Great, note that you have to extend the currently existing notebook at https://github.com/arviz-devs/arviz/blob/main/doc/source/getting_started/WorkingWithInferenceData.ipynb

There are some examples on how to combine inferencedata objects at https://arviz-devs.github.io/arviz/api/generated/arviz.concat.html#arviz.concat.

Using the documentation system outlined in https://documentation.divio.com/, this working with inferencedata page should be a tutorial page (or a bundle of mini tutorials if you prefer), the explanation is in https://github.com/arviz-devs/arviz/blob/main/doc/source/getting_started/XarrayforArviZ.ipynb, and the reference is https://arviz-devs.github.io/arviz/api/inference_data.html. The reference pages may be the easier ones to find right now, so we should probably add some links from reference pages to the working with inferencedata notebook and viceversa, we can add links from the notebook to the reference page of the functions used.

Apr 04 '21 07:04 OriolAbril

explanation is in https://github.com/arviz-devs/arviz/blob/main/doc/source/getting_started/XarrayforArviZ.ipynb,

this is the explanation for? (sorry for getting back so late in this issue)

Apr 14 '21 10:04 mjhajharia

Following the documentation system in https://diataxis.fr/ (they just changed the url, but it's the same content I linked to above), docs are not supposed to be all over the place but should be separate at least into 4 different pages. InferenceData docs are actually close to getting there, but we need to also make sure each page is clear on what is explained in them and has links to the other pages in case the info is not in that page but in another one (this last part is a bit of a disaster right now).

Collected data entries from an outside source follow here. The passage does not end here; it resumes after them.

PR #1120, opened 2016-01-11
Arrowhead exercise - Iteration 1

locker1776:
Look at the code in the Arrowhead exercise. It currently fails to put error conditions near their conditions. Refactor it so that it isn't terrible anymore.

### DIFF
--- a/arrowhead/arrowhead.rb
+++ b/arrowhead/arrowhead.rb
@@ -15,20 +15,29 @@ class Arrowhead
     },
   }
 
-  # FIXME: I don't have time to deal with this.
-  def self.classify(region, shape)
-    if CLASSIFICATIONS.include? region
-      shapes = CLASSIFICATIONS[region]
-      if shapes.include? shape
-        arrowhead = shapes[shape]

A very quick summary of diataxis (from its own introduction page):

	Tutorials	How-to guides	Reference	Explanation
oriented to	learning	a goal	information	understanding
must	allow the newcomer to get started	show how to solve a specific problem	describe the machinery	explain
its form	a lesson	a series of steps	dry description	discursive explanation
analogy	teaching a small child how to cook	a recipe in a cookery book	a reference encyclopaedia article	an article on culinary social history
for `InferenceData`	Working with InferenceData page (in getting started section)	unclear, maybe some page in the user guide secion, maybe links to case studies in pymc/stan/... docs (i.e. radon or rugby examples)	InferenceData schema	XarrayforArviZ

the InferenceData schema is dry and is not a good resource to understand InferenceData: why it's useful?, why is it needed?, what are it's main (and super cool) features); but it should not be. It's goal is to describe InferenceData in an encycopedic-like manner.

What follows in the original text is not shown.